MVL FAQ
Do you want to close down your company in a tax efficient manner?
Is your company solvent?
Are you returning to full time employment?
Is your limited company no longer required?
Are you considering or planning retirement?
Do you have more than £25,000 of assets/funds once all debts have been paid?
Then a Members’ Voluntary Liquidation MVL could be the right choice for you!
Closing your company through an MVL process would allow company assets to be transferred to you by way of a capital distribution and thus be potentially eligible for Entrepreneurs’ Relief.

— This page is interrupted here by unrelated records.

PR #421, opened 2025-07-18
Implement `nanosleep.u32`

zluda-violet:
This uses the `s_sleep` instruction to implement `nanosleep.u32`. It adds a mechanism for accessing device attributes at compile time and using them from the C++ implementation. This mechanism is used for using the clock rate in the implementation.


vosen (changes requested):
I think the approach is good, but I have two concerns:
* I think it's be more convenient to pass `CLOCK_RATE` in a separate module. Since this information is very hardware specific we could use a generic mechanism: have a module an additional set (it's so simple that it can even be a Vec<(string, usize)>) that carries that information (right now just this single entry). LLVM emission pass would emit two modules main with all the code and supporting with those hw values for ptx_impl. We have to link with ptx_impl later anyway, one more module to link does not make a difference
* Did you check if `clockRate` property is stable? We will want to cache the compiled binaries

zluda-violet:
It seems to be stable on the device I'm testing on, (it's the same today as when I checked yesterday, and each time I check), but I don't know if it might change.

zluda-violet:
@vosen I've refactored the attributes to be linked as a separate module.

ptx/src/pass/llvm/attributes.rs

This is a generous government allowance where you are taxed at only 10% on the entirety of the funds, potentially saving you £1000s.
Get a Free QuoteThe Entrepreneurs’ Relief allowance is generally only available via an MVL process
You must be a director, partner or employee with more than a 5% shareholding
The business must have been a trading company for the last 24 months
Speak to your accountant for specialist tax advice as they will know your personal financial circumstances
A Board of Directors’ Meeting is held and resolutions are passed to start the MVL procedure.

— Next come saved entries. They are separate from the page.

PR #427, opened 2025-07-22
Add support for `cp.async`

zluda-violet:
Adds support for

* `cp.async`
* `cp.async.commit_group`
* `cp.async.wait_group`
* `cp.async.wait_all`

Asynchronous copy operations are only supported by AMD Instinct GPUs, so for now we lower them as synchronous copy operations. Because of this, `cp.async.commit_group`, `cp.async.wait_group`, and `cp.async.wait_all` are no-op.

### DIFF
--- a/ptx/src/pass/llvm/emit.rs
+++ b/ptx/src/pass/llvm/emit.rs
@@ -517,6 +517,8 @@ impl<'a> MethodEmitContext<'a> {
             ast::Instruction::Tanh { data, arguments } => self.emit_tanh(data, arguments),
             ast::Instruction::CpAsync { .. } => todo!(),
             ast::Instruction::CpAsyncCommitGroup { .. } => todo!(),
+            ast::Instruction::CpAsyncWaitGroup { .. } => todo!(),
+            ast::Instruction::CpAsyncWaitAll { .. } => todo!(),
             // replaced by a function call
             ast::Instruction::Bfe { .. }
             | ast::Instruction::Bar { .. }
--- a/ptx/src/pass/llvm/emit.rs
+++ b/ptx/src/pass/llvm/emit.rs
@@ -2565,29 +2565,29 @@ impl<'a> MethodEmitContext<'a> {
         let cp_size = data.cp_size;
         let src_size = data.src_size.unwrap_or(cp_size.as_u64());
 
-        let type_ = match cp_size {
+        let from_type = unsafe { LLVMIntTypeInContext(self.context, (src_size as u32) * 8) };
+
+        let to_type = match cp_size {
             ptx_parser::CpAsyncCpSize::Bytes4 => unsafe { LLVMInt32TypeInContext(self.context) },
             ptx_parser::CpAsyncCpSize::Bytes8 => unsafe { LLVMInt64TypeInContext(self.context) },
             ptx_parser::CpAsyncCpSize::Bytes16 => unsafe { LLVMInt128TypeInContext(self.context) },
         };
 
-        let load = unsafe { LLVMBuildLoad2(self.builder, type_, from, LLVM_UNNAMED.as_ptr()) };
+        let load = unsafe { LLVMBuildLoad2(self.builder, from_type, from, LLVM_UNNAMED.as_ptr()) };
+        unsafe {
+            LLVMSetAlignment(load, (cp_size.as_u64() as u32) * 8);
+        }
 
-        let masked = if src_size < cp_size.as_u64() {
-            let byte_mask = if src_size > 8 {
-                vec![u64::MAX, u64::MAX >> (64 - (src_size - 8) * 8)]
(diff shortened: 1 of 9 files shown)


ptx_parser/src/ast.rs
```diff
@@ -188,6 +188,27 @@ ptx_parser_macros::generate_instruction_type!(
                 src: T
             }
         },
+        CpAsync {
+            data: CpAsyncDetails,
+            arguments<T>: {
+                src_to: {
+                    repr: T,
+                    type: Type::Pointer(ScalarType::U32, StateSpace::Shared)
```
vosen: Change this to instead use `type: Type::Scalar(ScalarType::U32)` and `space: StateSpace::Shared` and similarly for `src_from` argument. `Type::Pointer` should be removed, any use of it has been vestigial. Remains of the old code.

ptx/src/test/ll/cp_async.ll
```diff
@@ -0,0 +1,54 @@
...
+
+1:                                                ; preds = %0
+  br label %"47"
+
+"47":                                             ; preds = %1
+  %"56" = load i64, ptr addrspace(4) %"48", align 4
+  store i64 %"56", ptr addrspace(5) %"50", align 4
+  %"57" = load i64, ptr addrspace(4) %"49", align 4
+  store i64 %"57", ptr addrspace(5) %"51", align 4
+  %2 = load i128, ptr addrspace(1) @from, align 4
```
vosen: This does not apply directly to this code, but I've realized we don't emit correct alignment on loads and stores. Please replace our uses of `LLVMBuildLoad2`/`LLVMBuildStore` with something that explicitly takes alignment argument. `LLVMSetAlignment` might work, but we might need a custom thing, see `LLVMZludaBuildAlloca` and similar for details

ptx/src/pass/llvm/emit.rs
```diff
@@ -2448,6 +2452,44 @@ impl<'a> MethodEmitContext<'a> {
...
+
+        let type_ = match cp_size {
+            ptx_parser::CpAsyncCpSize::Bytes4 => unsafe { LLVMInt32TypeInContext(self.context) },
+            ptx_parser::CpAsyncCpSize::Bytes8 => unsafe { LLVMInt64TypeInContext(self.context) },
+            ptx_parser::CpAsyncCpSize::Bytes16 => unsafe { LLVMInt128TypeInContext(self.context) },
+        };
+
+        let load = unsafe { LLVMBuildLoad2(self.builder, type_, from, LLVM_UNNAMED.as_ptr()) };
+
+        let masked = if src_size < cp_size.as_u64() {
```
vosen: Hmm wouldn't it be clearer to instead load an array of bytes with explicit alignment of `cp_size`, cast it to integer type (8 * `src_size` bits), `zext` to `cp_size` and store?

vosen (changes requested):

ptx_parser/src/ast.rs
zluda-violet: Done.

ptx/src/test/ll/cp_async.ll
zluda-violet: Sure, I've sent in a PR for this (#429) and also updated the load and store in this PR.

ptx/src/pass/llvm/emit.rs
zluda-violet: Yes, I didn't realize that LLVM ints could be an arbitrary bit width. I don't think a cast is necessary though; we can still just read a `src_size`-wide integer with alignment `cp_size`.

ptx/src/pass/llvm/emit.rs
```diff
@@ -2448,6 +2452,44 @@ impl<'a> MethodEmitContext<'a> {
...
+            ptx_parser::CpAsyncCpSize::Bytes8 => unsafe { LLVMInt64TypeInContext(self.context) },
+            ptx_parser::CpAsyncCpSize::Bytes16 => unsafe { LLVMInt128TypeInContext(self.context) },
+        };
+
+        let load = unsafe { LLVMBuildLoad2(self.builder, from_type, from, LLVM_UNNAMED.as_ptr()) };
+        unsafe {
+            LLVMSetAlignment(load, (cp_size.as_u64() as u32) * 8);
+        }
+
+        let extended = if from_type != to_type {
```
vosen: You can use `LLVMBuildZExtOrBitCast` to make it even more straightforward

zluda-violet: I don't think that's needed in this case, as `from_type` and `to_type` will always be integer types. `LLVMBuildZExt` does check for type equality though, so I can remove the check here.

vosen: Good, that's even more compact :)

The Directors swear a Statutory Declaration of Solvency. This is a statement confirming that the company will pay all debts (plus statutory interest and costs) in full within 12 months together with a statement of assets and liabilities.
A Shareholders’ Meeting is held and resolutions are passed appointing the Liquidator and placing the company into Liquidation.
Notice of appointment must be sent to the Registrar of Companies and to creditors within 14 days and 28 days respectively. Creditors are given at least 21 days to claim any amounts owed. The Declaration of Solvency must also be filed at the Registrar of Companies within 15 days.
Notice of appointment must be advertised in the Gazette within 14 days.
After the 21 day period for creditors to submit their claims, the Liquidator will look to agree and pay them. The Liquidator has 2 months to do so, however he will typically undertake this in short order, subject to receipt of any complex claims being received. Statutory interest at 8% pa is also payable.
The Liquidator seeks confirmation from HMRC that there are no outstanding tax matters.
As soon as the liquidation is complete, a proposed final account and report are issued to the shareholders. 8 weeks later, a final copy is sent to the shareholders and to the Registrar of Companies and the Liquidator is released from office. This 8 week period can be shortened, if all members give consent in writing.
The company is dissolved 3 months after.
An interim distribution is made on day one. This will be circa 75-90% of the funds held (less liquidation costs and anticipated creditors’ claims), but the exact amount is dependent on the case.
Once any creditors have been paid in full and the only outstanding matter is receipt of tax clearance, a further distribution of 50% of the company’s assets being held is distributed to shareholders.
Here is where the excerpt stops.